In his NDU speech earlier this year, President Obama asserted that Guantanamo is a “facility that should never have been opened.” When his speechwriters wrote these lines, however, they may not have realized that President Obama has presided over the creation of his own Guantanamo in Afghanistan that was more than ten times the size of the Guantanamo he inherited and where detainees have had substantially fewer legal rights to challenge their detention.

It’s old news that Obama didn’t close Gitmo, and old news that the Bush administration’s concept of indefinite detention was therefore embraced. That Obama expanded Bagram to 3,000 detainees and held them under the same logic as Bush did Gitmo detainees is also  old news, except that it’s old news that almost nobody knows (I’ve been writing about it since Obama began his surge).

It’s worth thinking about how the Bagram population grew so large and the likelihood that thousands of them are guilty of nothing that would stand up in court (if court were a privilege they were afforded).

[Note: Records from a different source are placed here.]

Issue #13, opened 2017-07-26
Choose Reporter for Ktlint


lswith:
I'd like to use the checkstyle reporter so that I can easily parse any failures that occur.

JLLeitschuh:
Pull requests are welcome! I don't personally have any use for this feature but if you would like to add it I'd be happy to merge it in and ship a release with it.

PR #16, opened 2017-08-03
Fix plugin uses always default ktlint version.

Tapchicoma:

During working on issue #13 I found out that plugin always uses default extension version of ktlint, no matter what version is defined in users project.


JLLeitschuh:
Looks good. Thanks for the fix.

Issue #25, opened 2017-10-04
Standard output is not closed


hmiyado:
https://github.com/JLLeitschuh/ktlint-gradle/blob/6b6fca879980534c3de94c37a259c205fc44d235/src/main/kotlin/org/jlleitschuh/gradle/ktlint/Reporter.kt#L26

Standard output is opened at this code but this stream is not closed.

JLLeitschuh:
Is it supposed to be? Doesn't Gradle do this for you?

hmiyado:
I cannot delete ktlint.xml because of `java.io.IOException`.
I tried a little research, and found ktlint sample code(below).
In it, standardOutput is closed explicitly.

```kotlin
task ktlintGenerateCheckstyleXML(type: Exec) {
  commandLine 'java', '-cp', configurations.ktlint.join(System.getProperty('path.separator')),
    'com.github.shyiko.ktlint.Main', '--reporter=checkstyle', 'src/**/*.kt'
  standardOutput = new FileOutputStream(new File(buildDir, "ktlint-checkstyle-report.xml"))
  ignoreExitValue = true
  doLast {
    standardOutput.close()
    if (execResult.exitValue != 0) {
      throw new GradleException("ktlint finished with non-zero exit value ${execResult.exitValue}")
    }
  }
}
```

Tapchicoma:
@hmiyado you are right, need to add explicit close.

I will fix it.

PR #27, opened 2017-10-06
Fix report output is always opened since task is created.

hmiyado:
I reported the problem that I cannot delete ktlint output file for `java.io.IOException` at #25 .
I thought the cause was that output stream was not closed.
However after fixed it, I still couldn't delete the file.

It seems that output stream is always opened.
I googled and found answers like [this](https://discuss.gradle.org/t/exec-standardoutput-to-file-in-builddir-but-no-builddir-yet/17913/2) or [this](https://stackoverflow.com/questions/13172215/gradle-output-file-not-up-to-date-if-parsed-from-standardoutput).
According to those, FileOutputStream should open in `doFirst` closure.

### DIFF
--- a/CHANGELOG.md
+++ b/CHANGELOG.md
@@ -6,7 +6,7 @@ The format is based on [Keep a Changelog](http://keepachangelog.com/)
 and this project adheres to [Semantic Versioning](http://semver.org/).
 
 ## [unreleased]
-(Nothing yet)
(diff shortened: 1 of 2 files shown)


JLLeitschuh:
Yea, this makes sense. Good find, good catch.

JLLeitschuh:
A release is now available with your fix `2.2.1`.

PR #31, opened 2017-10-25
Fix wrong parsing of ktlint version.

### LINKED ISSUE #28: Unable to specify any reporter if ktlint version is bigger than "0.9.x"
There seems to be a bug that prevents you from using a custom reporter when ktlint version is bigger than "0.9.x", eg. "0.10.1".

This is due to comparing strings instead of integers:

```
private fun isReportAvailable(version: String, availableSinceVersion: String): Boolean {
    val versionsNumbers = version.split('.')
    val reporterVersionNumbers = availableSinceVersion.split('.')
    return versionsNumbers[0] >= reporterVersionNumbers[0] &&
            versionsNumbers[1] >= reporterVersionNumbers[1] &&
            versionsNumbers[2] >= reporterVersionNumbers[2]
}
```
To reproduce the issue you can use this configuration:
```
ktlint {
    version = "0.10.1"
    debug = true
    verbose = false
    reporter = "json"
    ignoreFailures = true
}
```
The output is:
```
> Task :app:ktlintItalyCheck
[DEBUG] Discovered ruleset "standard"
[DEBUG] Discovered reporter "plain"
[DEBUG] Discovered reporter "json"
[DEBUG] Discovered reporter "checkstyle"
[DEBUG] Initializing "plain" reporter with {verbose=false}
[DEBUG] {} loaded from .editorconfig
[...]
```

Tapchicoma:
This prevents to use plugin with >0.10.x versions of ktlint.

Fixes #28 

### DIFF
--- a/CHANGELOG.md
+++ b/CHANGELOG.md
@@ -6,6 +6,8 @@ The format is based on [Keep a Changelog](http://keepachangelog.com/)
 and this project adheres to [Semantic Versioning](http://semver.org/).
 
 ## [unreleased]
+### Fixed
+- Fixed plugin doesn't apply custom reporter for ktlint versions >0.10.x (#28)
 
 ## [2.2.1] - 2017-10-06
 ### Fixed
--- a/src/main/kotlin/org/jlleitschuh/gradle/ktlint/Reporter.kt
+++ b/src/main/kotlin/org/jlleitschuh/gradle/ktlint/Reporter.kt
@@ -37,8 +37,8 @@ fun JavaExec.applyReporter(target: Project, extension: KtlintExtension) {
 }
 
 private fun isReportAvailable(version: String, availableSinceVersion: String): Boolean {
-    val versionsNumbers = version.split('.')
-    val reporterVersionNumbers = availableSinceVersion.split('.')
+    val versionsNumbers = version.split('.').map { it.toInt() }
+    val reporterVersionNumbers = availableSinceVersion.split('.').map { it.toInt() }
     return versionsNumbers[0] >= reporterVersionNumbers[0] &&
             versionsNumbers[1] >= reporterVersionNumbers[1] &&
             versionsNumbers[2] >= reporterVersionNumbers[2]


src/main/kotlin/org/jlleitschuh/gradle/ktlint/Reporter.kt
```diff
@@ -37,8 +37,8 @@ fun JavaExec.applyReporter(target: Project, extension: KtlintExtension) {
 }
 
 private fun isReportAvailable(version: String, availableSinceVersion: String): Boolean {
-    val versionsNumbers = version.split('.')
-    val reporterVersionNumbers = availableSinceVersion.split('.')
+    val versionsNumbers = version.split('.').map { it.toInt() }
+    val reporterVersionNumbers = availableSinceVersion.split('.').map { it.toInt() }
```
JLLeitschuh: @shyiko Just want to check with you, do you think you will ever have a release that has some sort of `RC1` specifier on the end?
If not this should be fine.

Tapchicoma: @JLLeitschuh I may apply your proposal to use symver plugin in a separate PR

shyiko: @JLLeitschuh never (and you can count on it). ktlint adheres to strict semver without pre-release|s or build meta.

CHANGELOG.md
```diff
@@ -6,6 +6,8 @@ The format is based on [Keep a Changelog](http://keepachangelog.com/)
 and this project adheres to [Semantic Versioning](http://semver.org/).
 
 ## [unreleased]
+###
```
JLLeitschuh: Can you make this header `Fixed` like the one below.

Tapchicoma: Sorry, missed this. Fixed in updated PR.

JLLeitschuh:
Thanks!

PR #22, opened 2017-09-04
define a different output file for each sourceSet

lampietti:
While the ktlint checkstyle reporter stream Strings in output file, it generates a corrupted XML after the first sourceSet run.

Fix-it by generating one file by sourceSet, with the following naming: `ktlint-${sourceSetName}.${extension.reporter.fileExtension}`

PR #35, opened 2017-10-27
Different output file for every task (fix for #33)

### LINKED ISSUE #33: Same output file for every task
Currently the output of the all the ktlint*Check task is the same XML file:
image
This means that is not possible to have multiple tasks checking different variants in the same gradle execution (this is really common in CI).

My suggestion is to align the output to the one that Lint is using and generate one file per task:
image

This way is possible to generate multiple reports with a single gradle execution.

I have already fixed this issue locally, if you want I can open a Pull Request.

leinardi:
Previously every task was using the same name as output file, so that if
you execute multiple tasks during the same build, every task was
overwriting the previous output.

This commit fix this issue providing a different name per each task. The
name is generated using the same source set name that is used for the
task name. This is also aligned to the output of Android Lint.

This fixes #33

### DIFF
--- a/src/main/kotlin/org/jlleitschuh/gradle/ktlint/Reporter.kt
+++ b/src/main/kotlin/org/jlleitschuh/gradle/ktlint/Reporter.kt
@@ -21,11 +21,11 @@ enum class ReporterType(val reporterName: String, val availableSinceVersion: Str
 /**
  * Apply reporter to the task.
  */
-fun JavaExec.applyReporter(target: Project, extension: KtlintExtension) {
+fun JavaExec.applyReporter(target: Project, extension: KtlintExtension, sourceSetName: String) {
     if (isReportAvailable(extension.version, extension.reporter.availableSinceVersion)) {
         var reportOutput: FileOutputStream? = null
         doFirst {
-            reportOutput = createReportOutputDir(target, extension).outputStream().also {
+            reportOutput = createReportOutputDir(target, extension, sourceSetName).outputStream().also {
                 this.args("--reporter=${extension.reporter.reporterName}")
                 this.standardOutput = it
             }
@@ -44,8 +44,8 @@ private fun isReportAvailable(version: String, availableSinceVersion: String): B
             versionsNumbers[2] >= reporterVersionNumbers[2]
 }
 
-private fun createReportOutputDir(target: Project, extension: KtlintExtension): File {
-    val reportsDir = File(target.buildDir, "reports/ktlint")
+private fun createReportOutputDir(target: Project, extension: KtlintExtension, sourceSetName: String): File {
+    val reportsDir = File(target.buildDir, "reports")
     GFileUtils.mkdirs(reportsDir)
-    return File(reportsDir, "ktlint.${extension.reporter.fileExtension}")
+    return File(reportsDir, "ktlint-results-$sourceSetName.${extension.reporter.fileExtension}")
 }
--- a/src/main/kotlin/org/jlleitschuh/gradle/ktlint/KtlintPlugin.kt
+++ b/src/main/kotlin/org/jlleitschuh/gradle/ktlint/KtlintPlugin.kt
@@ -144,7 +144,7 @@ open class KtlintPlugin : Plugin<Project> {
             args(runArgs)
         }.apply {
             this.isIgnoreExitValue = extension.ignoreFailures
-            this.applyReporter(target, extension)
+            this.applyReporter(target, extension, sourceSetName)
         }
     }
 


JLLeitschuh:
This is beginning to reach the point where it makes sense to create our own gradle task that allows users to do something like 
```kotlin
tasks.withType<Ktlint> {
    outputDir = "somethingDifferent"
}
```

Not something I expect you to implement in this PR. Just a thought for myself and @Tapchicoma 

Can you post a screenshot of the output directory structure after this change is applied??

leinardi:
Hi @JLLeitschuh, the screenshots are already available in #33, but I add them also here.

Before this PR:
image

After this PR:
image

nonpayItalyCompatDebug is the name of the variant. If you don't have flavors the variant will be just 'main' an the file name will be ktlint-results-main.xml.

src/main/kotlin/org/jlleitschuh/gradle/ktlint/Reporter.kt
```diff
@@ -44,8 +44,8 @@ private fun isReportAvailable(version: String, availableSinceVersion: String): B
             versionsNumbers[2] >= reporterVersionNumbers[2]
 }
 
-private fun createReportOutputDir(target: Project, extension: KtlintExtension): File {
-    val reportsDir = File(target.buildDir, "reports/ktlint")
+private fun createReportOutputDir(target: Project, extension: KtlintExtension, sourceSetName: String): File {
+    val reportsDir = File(target.buildDir, "reports")
```
Tapchicoma: What is the reason for removing `ktlint` dir?

Tapchicoma:
Can you make this output split optional?

src/main/kotlin/org/jlleitschuh/gradle/ktlint/Reporter.kt
leinardi: To align with the behavior like, as you can see in the screenshot, Android Lint. There is a specific reason why the `ktlint` folder is necessary?

leinardi:
I can try, but is this really a necessary feature? What is the advantage of making the split optional? With this PR if you only have one task you will still only have one file, and if you execute multiple tasks you will be able to see the output of every single file. What is the advantage of overriding the previous output during the same gradle execution? You basically run multiple tasks for nothing since you only get the output from the last task executed.

src/main/kotlin/org/jlleitschuh/gradle/ktlint/Reporter.kt
Tapchicoma: My point is that usually this reports are grabbed by the project CI. It is much easier to just grab all files from subfolder in `reports` dir then grab by some mask that can fail after plugin update, because there is new naming strategy.

Tapchicoma:
Ok, now I see your point. It actually fixes the bug when running not meta `ktlintCheck` task, but several tasks in parallel.

Then, yes, this making this optional not needed.

Tapchicoma:
But then what is the difference between this PR and PR #22? (Except a little different naming)

leinardi:
Oh wow, there is no difference with #22, I was not aware of that PR, I just end up making the exact same fix because I need this for my CI since we run multiple task in parallel.

Why was #22 not merged before?

src/main/kotlin/org/jlleitschuh/gradle/ktlint/Reporter.kt
JLLeitschuh: This is also a breaking change and will require a major version bump on the next release.

JLLeitschuh:
#22 was not merged because I dropped the ball. I can merge it if you think the solution is better.

JLLeitschuh:
Unless there is some reason why this solution is better, I think I'll go with #22

leinardi:
Please go ahead and merge #22, it is fair to give him credit since he made the same changes 1 month eardly.

I would still like to do some little small changes after the merge of #22, like calling the file name `"ktlint-results-$sourceSetName.${extension.reporter.fileExtension}"`. What about the directory `ktlint`? Do you still believe is necessary? Usually in CI configurations is common to use regex to select specific files and not get everything is inside a folder (at least this is my personal experience with Jenkins).

JLLeitschuh:
Re `ktlint` directory, the gradle standard is to put reports into their own directories.
For example, findbugs put's it's report in `build/reports/findbugs`. I think it makes sense to follow this standard.
However, we should expose a `Ktlint` task type that a user can do
```
tasks.withType<Ktlint> {
    outputDir = file("${project.buildDir}/reports")
}
```
If that's really what they want to do.

Tapchicoma:
I think it is ok to close this PR as #22 was already merged.

JLLeitschuh:
Closing as resolved in another PR. If this is not the case, please open a new PR with the conflicts resolved. Thanks!

PR #43, opened 2017-11-12
Provide output to console

### LINKED ISSUE #38: Provide output to console
`Ktlint` since `0.10.0` allows to provide multiple outputs.

Plugin should enable plain output by default for console, this will allow to see style failures in console builds.

radimvaculik:
* Output to console
* Support multiple reporters for ktlint >0.10.x

Resolves #38.


radimvaculik:
Hello @JLLeitschuh @Tapchicoma, could you do a code review, please?

plugin/src/main/kotlin/org/jlleitschuh/gradle/ktlint/KtlintExtension.kt
```diff
@@ -29,11 +35,11 @@ open class KtlintExtension {
...
-     * Report output format.
+     * Report output formats.
      *
      * Available values: plain, plain_group_by_file, checkstyle, json.
      *
-     * Default is plain.
+     * Default is empty.
      */
-    var reporter: ReporterType = ReporterType.PLAIN
+    var reporters: List<ReporterType> = mutableListOf()
```
JLLeitschuh: Very much a breaking change. But it makes sense.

At  the height of Obama’s surge in Afghanistan, according to a 2011 report by the Open Society Institute, “An estimated 12 to 20 night raids [occurred] per night, resulting in thousands of detentions per year, many of whom are non-combatants.” This at a time when senior commanders in the Joint Special Operations Command were telling the Washington Post that night raids get the wrong guy about 50 percent of the time.

Even with his “unprivileged enemy belligerents” doctrine, Obama has managed to wiggle out of the public backlash Bush received for his “unlawful enemy combatants” doctrine. Somehow.